Super Doggy To The Rescue.....

Great looking girl!!


----------



## Cain714 (Nov 9, 2008)

She is one bad a** dog, that picture is awsome.


----------



## Indigo Bully Connection (Dec 21, 2006)

that's an awesome picture! where's her darn coconut?!


----------



## Marty (Dec 10, 2005)

She looks great! keep up the good work


----------



## bluefamily (Aug 8, 2007)

HEEEREE I come to save the DAAAAYYYY!!!!


----------



## BedlamBully (Jun 6, 2008)

Maybe I should plant Palm trees in my yard. lol

She looks good. 
Lil Bit looks great too as always!


----------



## Elvisfink (Oct 13, 2008)

That's very nice looking gal you got there.


----------



## Ninja Monk3y (Mar 2, 2009)

wow that's one awesome looking dog you got there.


----------



## rosesandthorns (Nov 1, 2008)

She's the equivalent of a female body builder. What do feed that girl to get her so buff? Nice structure and pretty dog.


----------



## belindabone (Mar 4, 2009)

thats a bad ass picture..and i am a photographer!!!!!look at those muscles!!wow


----------



## hell no they wont go (Oct 4, 2007)

Great looken dog but i dont see as much muscle on that dog as lilbit! but man that dog is still a beauty!


----------



## Patch-O-Pits (Jan 12, 2008)

Very pretty! Cool pict


----------



## smokey_joe (Oct 14, 2005)

That's one sweet dog. More pics, please


----------



## smith family kennels (Jan 10, 2009)

hmmmmup:


----------



## dan'sgrizz (Oct 22, 2008)

I love both dogs... Wow we are so fortunate to be in the presense of such fine dog men and women!


----------



## jeep lex (Jan 29, 2009)

dan'sgrizz said:


> I love both dogs... Wow we are so fortunate to be in the presense of such fine dog men and women!

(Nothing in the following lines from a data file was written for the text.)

PR #36672, opened 2025-05-05
[CNM-4402] Report interface mac address for routes

hmahmood:
### What does this PR do?

Reports the interface mac address for a route when subnet ID is not available. This is primarily to support gateway resolution on AWS Fargate since on that platform the local ec2 metadata endpoint does not expose subnet or network ID. The mac address can be used to lookup the subnet/network ID in the backend.

Related PR: https://github.com/DataDog/agent-payload/pull/384

### DIFF
--- a/pkg/network/payload/types.go
+++ b/pkg/network/payload/types.go
@@ -8,7 +8,13 @@ package payload
 
 // Via has info about the routing decision for a flow
 type Via struct {
-	Subnet Subnet `json:"subnet,omitempty"`
+	Subnet    Subnet    `json:"subnet,omitempty"`
+	Interface Interface `json:"interface,omitempty"`
+}
+
+// Interface has information about a network interface
+type Interface struct {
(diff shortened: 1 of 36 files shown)


pkg/network/payload/types.go
```diff
@@ -8,7 +8,13 @@ package payload
 
 // Via has info about the routing decision for a flow
 type Via struct {
-	Subnet Subnet `json:"subnet,omitempty"`
+	Subnet    Subnet    `json:"subnet,omitempty"`
```
pimlu, line 11: Now that Via also has Interface in it, is there still a distinction between `network.Via` and `model.Route`?

pimlu (approved):

pkg/network/payload/types.go
hmahmood: I don't think was a distinction even before actually (without interface). I think we can likely get rid of Via and just use `model.Route`, but that likely would be a good follow up.

PR #36688, opened 2025-05-06
[AGENTRUN-286] Add E2E Test for multiprocessing Usage with RTLoader

louis-cqrl:
### What does this PR do?

This PR introduces an end-to-end test that verifies the use of Python's multiprocessing library in conjunction with rtloader. The test ensures that custom checks leveraging multiprocessing continue to function correctly within the Agent's runtime environment.

### Motivation

To validate that the integration between rtloader and the multiprocessing module remains compatible, especially for custom checks that rely on parallel execution.

N/A


test/new-e2e/tests/agent-runtimes/rtloader/python-check/multi_file_check.py
pgimalac, line 1: Why not just emit a metric tagged by the PID ? It would avoid all the logic around writing to files and then reading + parsing

Also note that if you use `agent check --json` subcommand, you get a json containing all the metrics emitted in this run, so very easy to parse

pgimalac: Also I think if we want to test `rtloader` it makes sense to have data flowing back to the agent from the processes, otherwise we're not really testing `rtloader`, just the `multiprocessing` module

test/new-e2e/tests/agent-runtimes/rtloader/python-check/multi_file_check.py
```diff
@@ -0,0 +1,58 @@
...
+        print(f"[Process {os.getpid()}] Error writing to {file_path}: {str(e)}")
+
+
+class MultiFileCheck(AgentCheck):
+    def check(self, instance):
+        """
+        Spawns 3 processes that concurrently write to 3 different files.
+        The files are created in the system's temporary directory.
+        """
+        temp_dir = os.path.join(tempfile.gettempdir(), "multi_file_check")
```
pgimalac, line 39: If we want to go with this implementation, the full path of the tmpdir could be configured in the check config, that way you don't need to hardcode it in Python and Go, you can generate a directory for this specific test and configure the check to use it

test/new-e2e/tests/agent-runtimes/rtloader/python-check/multi_file_check.py
```diff
@@ -0,0 +1,58 @@
...
+    printing process information to demonstrate concurrent execution.
+    """
+    start_time = time.time()
+    print(f"[Process {os.getpid()}] Starting to write to {file_path} at {time.strftime('%X')}")
+    try:
+        with open(file_path, 'a') as f:
+            for i in range(write_count):
+                message = (
+                    f"[Process {os.getpid()}] Finished writing to {file_path} at {time.strftime('%X')} at line {i + 1}"
+                )
```
pgimalac, line 21: **❓ question:** ‏What's the point of writing multiple times ? It doesn't seem to be checked, we just read the first line

test/new-e2e/tests/agent-runtimes/rtloader/multiprocessing_lib_common_test.go
```diff
@@ -0,0 +1,91 @@
...
+	var suiteOptions []e2e.SuiteOption
+	suiteOptions = append(suiteOptions, e2e.WithProvisioner(
+		awshost.Provisioner(
+			awshost.WithAgentOptions(
+				agentparams.WithFile(v.confdPath, `
+init_config:
+
+instances:
+  - name: "default"
+`, true),
```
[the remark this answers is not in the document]
louis-cqrl: did something let me know if this fits in what you were thinking

test/new-e2e/tests/agent-runtimes/rtloader/multiprocessing_lib_common_test.go
```diff
@@ -0,0 +1,91 @@
...
+	))
+
+	return suiteOptions
+}
+
+func (v *baseMultiProcessingLibSuite) TestMultiProcessingLib() {
+	v.T().Log("Running MultiProcessingLib test")
+
+	// Wait for the check to run and verify its status
+	time.Sleep(10 * time.Second) // Give time for the check to run
```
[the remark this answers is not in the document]
louis-cqrl: done

test/new-e2e/tests/agent-runtimes/rtloader/python-check/multi_pid_check.py
```diff
@@ -0,0 +1,39 @@
...
+    """
+    pid = os.getpid()
+    queue.put(pid)
+
+
+class MultiPIDCheck(AgentCheck):
+    def check(self, instance):
+        """
+        Spawns 3 processes that emit their PIDs as metrics.
+        """
```
pgimalac, line 19: The processes don't emit anything right ? They just add their PIDs to the queue, and only the main process will emit the metrics ?

Why not pass the check as argument and let them emit the metric directly ?

louis-cqrl: right I will update the comment, the datadog agent check cannot emit metric in subprocess that's why we are adding to the queue to push them after

pgimalac (approved):
LGTM !

PR #36692, opened 2025-05-06
[SBOM] Factorize code that handles host SBOM

lebauce:
### What does this PR do?

Factorize code that handles host SBOM.

### Motivation

Code was duplicated for both regular and procfs filesystem scans.

### DIFF
--- a/pkg/collector/corechecks/sbom/processor.go
+++ b/pkg/collector/corechecks/sbom/processor.go
@@ -50,7 +50,7 @@ type processor struct {
 	hostSBOM              bool
 	procfsSBOM            bool
 	hostname              string
-	hostCache             string
+	hostLastSBOMHash      string
 	hostLastFullSBOM      time.Time
 	hostHeartbeatValidity time.Duration
 }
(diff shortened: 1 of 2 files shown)


pkg/collector/corechecks/sbom/processor.go
```diff
@@ -210,49 +210,60 @@ func (p *processor) processContainerImagesRefresh(allImages []*workloadmeta.Cont
...
-		log.Errorf("Scan error: %v", result.Error)
-		sbom.Sbom = &model.SBOMEntity_Error{
-			Error: result.Error.Error(),
+	defer func() {
+		err := result.Error
+
+		if errCallback != nil {
+			if err = errCallback(err); err != nil {
+				log.Errorf("failed scan: %s", err)
+				return
```
paulcacheux, line 230: doesn't this return prevent the sbom to be put in the queue ?

paulcacheux (changes requested):

pkg/collector/corechecks/sbom/processor.go
```diff
@@ -210,49 +210,60 @@ func (p *processor) processContainerImagesRefresh(allImages []*workloadmeta.Cont
...
+	report, err := result.Report.ToCycloneDX()
+	if err != nil {
+		result.Error = err
+		return
+	}
+
+	sbom.Hash = string(result.Report.ID())
+
+	log.Infof("Successfully generated SBOM for %s: %v, %v", kind, result.CreatedAt, result.Duration)
+	if p.hostLastSBOMHash != "" && p.hostLastSBOMHash == sbom.Hash && result.CreatedAt.Sub(p.hostLastFullSBOM) < p.hostHeartbeatValidity {
```
paulcacheux, line 254: Do we want this host hash stuff in the procfs code path ?

pkg/collector/corechecks/sbom/processor.go
```diff
@@ -210,49 +210,60 @@ func (p *processor) processContainerImagesRefresh(allImages []*workloadmeta.Cont
...
+		sbom.Heartbeat = true
+	} else {
+		sbom.Sbom = &model.SBOMEntity_Cyclonedx{
+			Cyclonedx: convertBOM(report),
 		}
+		p.hostLastSBOMHash = sbom.Hash
```
paulcacheux, line 260: won't this touch the host hash when operating on a SBOM from the procfs ?

pkg/collector/corechecks/sbom/processor.go
lebauce: I would say yes

pkg/collector/corechecks/sbom/processor.go
lebauce: If the errCallback returns an error, yes.
This is to mimic the actual behaviour : prevent the SBOM to be put in the queue when we receive procfs.ErrNotFound

PR #36693, opened 2025-05-06
[ACIX-578] Report versions for macos gitlab runners

CelianR:
### What does this PR do?

This reports current go / python version to Datadog to prepare a job cleaning those versions.


.gitlab/common/macos.yml
```diff
@@ -1,21 +1,11 @@
...
-    echo "Don't forget to regularly delete Python unused versions. Here are the installed Python versions and their disk space on the runner:"
-    echo "Python:"
-    du -sh $(pyenv root)/versions/*
-    echo "To remove a Python version please run:"
-    echo "pyenv uninstall -f <version>"
+.macos_clean_env:
+  # Report current version to datadog
+  - DD_API_KEY="$("$CI_PROJECT_DIR"/tools/ci/fetch_secret.sh "$AGENT_API_KEY_ORG2" token)" || exit $?; export DD_API_KEY
+  - dda inv -- -e macos.report-versions -l python || true
+  - dda inv -- -e macos.report-versions -l go || true
```
CelianR, line 8: Notes:
1. We don't want this to fail due to API failures
2. This section will be updated in #36757, thus the name

spencergilbert: Why not retry instead of forcing non-failure?

spencergilbert (approved):

.gitlab/common/macos.yml
CelianR: Not reporting this has no high impact so I'm not sure it's really necessary, especially if we waste time by doing so

.gitlab/common/macos.yml
```diff
@@ -1,21 +1,11 @@
...
-    echo "gimme uninstall <version>"
-
-.list_python_versions_commands:
-  - |
-    echo "Don't forget to regularly delete Python unused versions. Here are the installed Python versions and their disk space on the runner:"
-    echo "Python:"
-    du -sh $(pyenv root)/versions/*
-    echo "To remove a Python version please run:"
-    echo "pyenv uninstall -f <version>"
+.macos_clean_env:
```
chouetz, line 4: 🥜 
```suggestion
.macos_reporting:
```

.gitlab/common/macos.yml
```diff
@@ -102,9 +92,8 @@
     # Selecting the current Python version
     - !reference [.select_python_env_commands]
     - !reference [.install_python_dependencies]
-    # List Python and Go existing environments and their disk space
-    - !reference [.list_go_versions_commands]
-    - !reference [.list_python_versions_commands]
+    # See there is no virtualization, we need to clean the environment regularly
+    - !reference [.macos_clean_env]
```
chouetz, line 96:
```suggestion
    - !reference [.macos_reporting]
```

.gitlab/package_build/dmg.yml
```diff
@@ -56,6 +64,9 @@ agent_dmg-x64-a7:
     - set -eo pipefail
     - !reference [.vault_login]
     - !reference [.macos_setup_python]
+    - !reference [.macos_setup_go]
+    # List Python and Go existing environments and their disk space
+    - !reference [.macos_clean_env]
```
chouetz, line 69:
```suggestion
    - !reference [.macos_reporting]
```

tasks/macos.py
```diff
@@ -0,0 +1,29 @@
...
+from invoke import task
+
+from tasks.libs.common.datadog_api import create_count, send_metrics
+
+
+@task
+def report_versions(ctx, lang):
+    """Reports the current Python version to Datadog."""
+
+    assert lang in ("python", "go"), "Lang must be either 'python' or 'go'"
```
chouetz, line 12: I'm wondering if this is a good idea to do 2 calls instead of one (considering we can send the 2 metrics for `go` and `python` at once.
Besides I'm wondering if we should also ensure to do this report only once per pipeline or only on `main` or even only once a day, wdyt?

chouetz (approved):
Overall LGTM, and I'm not sure it's a real saving but we can probably limit the number of time we send this metric, let me know what you think, thanks in advance

tasks/macos.py
CelianR: That's true, it's maybe better to do this only on main / release branches. The only drawback is that it will affect the time it takes on main / release branches but I think it is better like this 👍 I'll add an option to send all at once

agreed my goal for lexi is to have her look like your dogs you guys do great jobs with keeping them in shape


----------



## Marty (Dec 10, 2005)

I was not going to post pics in here but they did call her out, wasn't taking anything away from his dog she looks great and I wish Lilbit looked that good


----------



## Sadie (Jun 18, 2008)

Good Looking dog!!! .. But that lil bit has my heart signed sealed and delivered ... LOL


----------



## nate (Oct 15, 2008)

don't come on here talking trash ask Marty who this is


















Chocolate Tai 5 years old

just remember somebody is always going to have something better don't be talking trash not bragging on my dogs but you come on here calling folks out and you don't pick on the old man.


----------



## dan'sgrizz (Oct 22, 2008)

uhoh martys illigitmate kids are getting mad LOL


----------



## Marty (Dec 10, 2005)

Look we all have good looking dogs, no need in getting defensive about it


----------



## smith family kennels (Jan 10, 2009)

just looking out for you old man


----------



## Sadie (Jun 18, 2008)

I agree seriously !! There are many fine apbt specimens in the world trust me lil bit is not going to loose any sleep over this post! I think it's great to see other good looking dogs ... If you got one flaunt it LOL


----------



## dan'sgrizz (Oct 22, 2008)

whip it out lol.....


----------



## Sadie (Jun 18, 2008)

Dan what in the world am I going to do with you? LMFAO!!!


----------



## nate (Oct 15, 2008)

i just wanted to show of mine to


----------



## Roxy_Nie (Oct 10, 2008)

Whip it out and smack him with it........LMAO


----------



## dan'sgrizz (Oct 22, 2008)

Roxy_Nie said:


> Whip it out and smack him with it........LMAO


Theres your answer....


----------



## smith family kennels (Jan 10, 2009)

lmfao
you guys no we don't mean anything buy it lol he started lmfao. hahaha.


----------



## Sadie (Jun 18, 2008)

Poor Laura she is always having to clean up Nate's sh*t .. Nate you be good !!!


----------



## smith family kennels (Jan 10, 2009)

lol actually we were both in on that one haha. I was thinking well if my dog was climbing a tree her muscles would poke out like that too but I didnt say it I just said something to nate. and walllllla he appears lol


----------



## MY MIKADO (Apr 7, 2006)

That first dog looks awsome! I hope someday to have a ripped Vendetta. LitBit is a fine looking girl and she needs no one to defend her she knows she is a great loking dog. Tia is looking good too. 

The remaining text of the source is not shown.